COMMERCIAL MARKET
Former police station to be part of hotel development
THE former Joo Chiat Police Station is set for a new lease of life as part of a hotel development, with developers needing to conserve the 1920s colonial building.
The Urban Redevelopment Authority (URA) described the East Coast Road station as 'historically and architecturally significant' as it released detailed sales conditions of the site yesterday.
URA said the building is 'well-proportioned with key facades sensitively composed'.
'The inclusion of this stately building within the site will add a unique charm to the future hotel development,' it read.
The building, which is in an area dotted with historic conservation shophouses, is now occupied by a restaurant and is part of Katong Village, a collection of food and entertainment outlets. Tenants have until Oct31 to move out. It is understood that five out of 11 tenants will have done so by the end of the month.
The site is on URA's reserve list of the Government Land Sales (GLS) programme. Sites on the reserve list may not get triggered for sale, unlike confirmed list sites, which go on sale on a particular date. This means that the 8,239 sq m land parcel, on which the station sits, will be put up for tender only if a developer agrees to pay an acceptable minimum sum to the Government.

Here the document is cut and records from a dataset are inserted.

Issue #4585, opened 2023-05-13
[ENH] Scikit-Learn 1.3 Support


celestinoxp:
**Additional context**
Should prepare support for Scikit-Learn 1.3.

** How to reproduce erros **
Install scikit-learn dev: pip install --pre --extra-index https://pypi.anaconda.org/scipy-wheels-nightly/simple scikit-learn
Try use some code with sktime

celestinoxp:
More Details: https://github.com/pycaret/pycaret/issues/3540

fkiraly:
great idea, @celestinoxp!

Would you like to open a diagnostic PR that installs the preview version? I.e., changing this in `.github/workflows/test.yml`.

(we can also do this, but we always encourage new contributors to join, first!)

celestinoxp:
> great idea, @celestinoxp!
> 
> Would you like to open a diagnostic PR that installs the preview version? I.e., changing this in `.github/workflows/test.yml` and marking it with "do not merge".
> 
> (we can also do this, but we always encourage new contributors to join, first!)

I apologize, but my knowledge is limited and I don't know how to do it...
I just gave the idea, because I think that in the future, when the final version of scikit-learn 1.3 comes out, sktime already supports it, instead of having a delay to make the necessary changes...
Of course, dev versions shouldn't be put into production, so I thought that sktime could also have a dev version, or it's probably not necessary, as it can be installed via pip install https://github.com/sktime /sktime/archive/refs/heads/main.zip

I don't know if you agree... if you don't, please ignore this comment...

fkiraly:
ok, I've tried to set up a diagnostic PR here:
https://github.com/sktime/sktime/pull/4611

Feel free to add yourself with an `ideas` contributor badge to the `sktime` contributor file, @celestinoxp - great idea!

fkiraly:
There is a weird error re optimization failure, `test_panel_in_panel_out_not_supported_but_series - scipy.optimize._optimize.BracketError: The algorithm terminated without finding a valid bracket.`

any ideas?

celestinoxp:
File ~\anaconda3\lib\site-packages\sktime\forecasting\compose\__init__.py:48
     41 from sktime.forecasting.compose._multiplexer import MultiplexForecaster
     42 from sktime.forecasting.compose._pipeline import (
     43     ForecastingPipeline,
     44     ForecastX,
     45     Permute,
     46     TransformedTargetForecaster,
     47 )
[...]

PR #4778, opened 2023-06-27
[MNT] 0.21.0 release action - update `sklearn` bound to `<1.4.0`

fkiraly:
Fixes https://github.com/sktime/sktime/issues/4585

According to pre-release tests, `sktime` is now compatible with `sklearn 1.3.0`: https://github.com/sktime/sktime/pull/4611

We should therefore increase the bound at the next MINOR update.

Depends on https://github.com/sktime/sktime/pull/4860 for fixing remaining issues.


fkiraly:
Remaining failure in `MatrixProfileClassifier` is due to a bug in `sklearn` (`KNeighborsClassifier`) that seems to be fixed in the next release 1.3.1: https://github.com/scikit-learn/scikit-learn/issues/26768

PR #4781, opened 2023-06-27
Set the matplotlib backend to agg to avoid that a GUI is triggered.

### LINKED ISSUE #2066: [BUG] Sporadic test failure in `test_plotting`, of `_tkinter.TclError` on Windows, Python 3.7 CI/CD

benHeid:
Set the backend of matplotlib to 'agg' to hopefully deactivate the tkinter/gui...
#### Reference Issues/PRs
fixes #2066

##### For all contributions

##### For new estimators

### DIFF
--- a/sktime/utils/tests/test_plotting.py
+++ b/sktime/utils/tests/test_plotting.py
@@ -48,14 +48,14 @@ def valid_data_types():
     return valid_data_types
 
 
-# todo: remove skip when issue #2066 has been fixed
-@pytest.mark.skip(reason="sporadic failure on win CI/CD, see issue 2066")
 @pytest.mark.parametrize("series_to_plot", series_to_test)
 def test_plot_series_runs_without_error(series_to_plot):
     """Test whether plot_series runs without error."""
     _check_soft_dependencies("matplotlib")
+    import matplotlib
     import matplotlib.pyplot as plt
 
+    matplotlib.use("agg")
     _plot_series(series_to_plot)
     plt.gcf().canvas.draw_idle()
 
@@ -69,8 +69,6 @@ def test_plot_series_runs_without_error(series_to_plot):
     plt.close()
 
 
-# todo: remove skip when issue #2066 has been fixed
-@pytest.mark.skip(reason="sporadic failure on win CI/CD, see issue 2066")
 @pytest.mark.parametrize("series_to_plot", invalid_input_types)
 def test_plot_series_invalid_input_type_raises_error(series_to_plot, valid_data_types):
     """Tests whether plot_series raises error for invalid input types."""
@@ -88,8 +86,6 @@ def test_plot_series_invalid_input_type_raises_error(series_to_plot, valid_data_
             _plot_series(series_to_plot)
 
 
-# todo: remove skip when issue #2066 has been fixed
-@pytest.mark.skip(reason="sporadic failure on win CI/CD, see issue 2066")
 @pytest.mark.parametrize(
     "series_to_plot", [(y_airline_true, y_airline_test.reset_index(drop=True))]
 )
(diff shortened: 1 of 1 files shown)


fkiraly (changes requested):
hm, but matplotlib is also used in `_plot_series`, which can potentially lead to crashes, no?

benHeid:
> hm, but matplotlib is also used in `_plot_series`, which can potentially lead to crashes, no?

Matplotlib uses global variables as far as I know. Thus, if in plot_series no other backend is set, it should still be agg.

fkiraly:
what I mean, there are tests such as `test_plot_series_invalid_marker_kwarg_len_raises_error` where the variable is not set prior to going into `_plot_series` - the different tests could be distributed across different `pytest-xdist` workers, an executed in any sequence.

fkiraly:
We should probably retest a couple of times to see that the original error does not sporadically reoccur.

Regarding the failure of `test-nosoftdeps-full`, you need to conditionally skip the test if the soft dependencies are not installed - search for `pytest.skipif` for examples of this.

fkiraly:
yes, that's how it works - except you forgot some of the tests

fkiraly:
>  Furthermore, I assumed that these tests are about checking if the correct exception is raised they do not call show or something like that and thus do not trigger tkinter.

You might be right - I remember back then I skipped everything in the file since it was like a game of whack-a-mole - first this test was failing and then that one.

fkiraly (approved):
Hm, seems to work!

PR #188, opened 2021-06-16
Refresh the binary format specification

kennethloeffler:
This PR cleans up inconsistent formatting across the document and renames various chunk fields for (hopefully) increased clarity.

### DIFF
--- a/format/binary.md
+++ b/format/binary.md
@@ -453,8 +453,8 @@ The `Vector3int16` type is stored as three little-endian i16s:
 | Field Name | Format | Value                                |
 |:-----------|:-------|:-------------------------------------|
 | X          | `i16`    | The `X` component of the Vector3in16 |
-| X          | `i16`    | The `Y` component of the Vector3in16 |
-| X          | `i16`    | The `Z` component of the Vector3in16 |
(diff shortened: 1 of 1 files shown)


format/binary.md
```diff
@@ -51,12 +51,14 @@ This document is based on:
 	- [Roblox Float Format](#roblox-float-format)
 
 ## Document Conventions
-This document assumes a basic understanding of Rust's conventions for numeric types. For example:
+We assume a basic understanding of Rust's conventions for numeric types. For example:
```
LPGhatguy, line 54: I think that a document like this should avoid having pronouns of any kind, kinda like Wikipedia's writing style. We should keep this how it is or reword this to be passive somehow.

LPGhatguy (commented):
This looks great. One last nitpick.

I think the pluralization of types in the doc looks weird:

> blah blah `String`s blah blah

This might be a little bit cleaner:

> blah blah `String` values blah blah

LPGhatguy (approved):

LPGhatguy:
Slam dunk! Thanks for all your work on this.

Any bidder will have to contend with competition from several hotels in the area.
The newly-opened Santa Grand Hotel East Coast, with more than 70 rooms, is nearby. Far East Organization's East Village Hotel and the Grand Mercure Roxy Hotel - with more than 780 rooms in total - are also a stone's throw away.
The 99-year leasehold plot has a maximum permissible gross floor area of 24,716 sq m. It can be built up to a height of 20 storeys, a consultant has estimated. An earlier estimate had said that the site could yield some 600 rooms.
Source: The Straits Times – 27 June 2012
OFFICE MARKET
Office capital values seen easing 5% this year
OFFICE capital values could fall 5 per cent for the whole of 2012 according to an analyst report.
The average capital values of Grade A office space in the Raffles Place/New Downtown micro-market softened by a marginal 0.5 per cent - from $2,459 psf in Q1 to $2,447 psf by end June - following pressure from the third consecutive quarter (since Q4 2011) of easing office rents.
There was sustained interest, however, in the sales market, which was buoyed by low interest rates and continued availability of new strata supply.
Oxley Tower saw 60 per cent of the 56 office units released snapped up within the first few days of its launch at prices ranging from $2,800 psf to $3,490 psf. EON Shenton also saw more than 30 office units sold out of the 50 units released during its preview, at between $2,150 psf and $3,000 psf.
Equally brisk were en bloc sales of strata office units. In April, 51 strata office units in Parkway Centre were collectively sold for $53.4 million ($1,043 psf). In May, 66 strata office units in Burlington Square were sold at $89.3 million ($1,318 psf).
On the rental front, rents of islandwide Grade A office space slipped by 1.2 per cent in Q2 compared with the 4.2 per cent fall in Q1.
In the Raffles Place/New Downtown micro-market, the average monthly gross rents for Grade A office space fell 3 per cent quarter on quarter to $9.47 psf. This segment experienced a 5.3 per cent quarter-on-quarter drop in Q1.
Similarly, rents in other micro-markets moved by between zero per cent and -2.4 per cent in Q2, versus the -2.3 per cent to -8.8 per cent plunge seen in Q1.
The threat of an impending supply overhang remains. This stems from the substantial amount of space that could be returned to the market upon lease expiry, as existing tenants moved to newer premises. It is estimated that some 150,000 sq ft of space could be relinquished in H2 2012.
The erosion of office rents in the Raffles Place/ New Downtown micro-market is expected to continue into the next six months, but the pace of decline could decelerate from the 8.1 per cent fall registered in the first half.
Rental decline is expected to keep within 15 per cent for the entire year.
Source: Business Times – 27 June 2012
Six floors in AA Centre for sale
THE office space used by the Automobile Association of Singapore (AA Singapore) is up for sale.
The first six levels, or 55,774 sq ft, of the 14-storey AA Centre on River Valley Road at an indicative price of $90 million to $100 million was put up for sale.
The first four levels are owned by AA Singapore. There is a reception area, a multi-purpose hall and a cafeteria on the first level, and offices and clubhouse space, including a jackpot room and swimming pool, on levels two to four.
On levels five and six are 32 serviced apartments, all vacant. It is unclear if AA Singapore owns these apartments.
The residential units on the remaining eight storeys are owned by individuals. There are 90 parking spaces in the basement level for common use.
The building, which is on a freehold site, was developed by AA Singapore in 1984. Nearby transport links include the Central Expressway, the Ayer Rajah Expressway and Somerset MRT station.
The property could appeal to a variety of users, such as serviced apartment operators, corporate office users or groups dealing in education or medical tourism.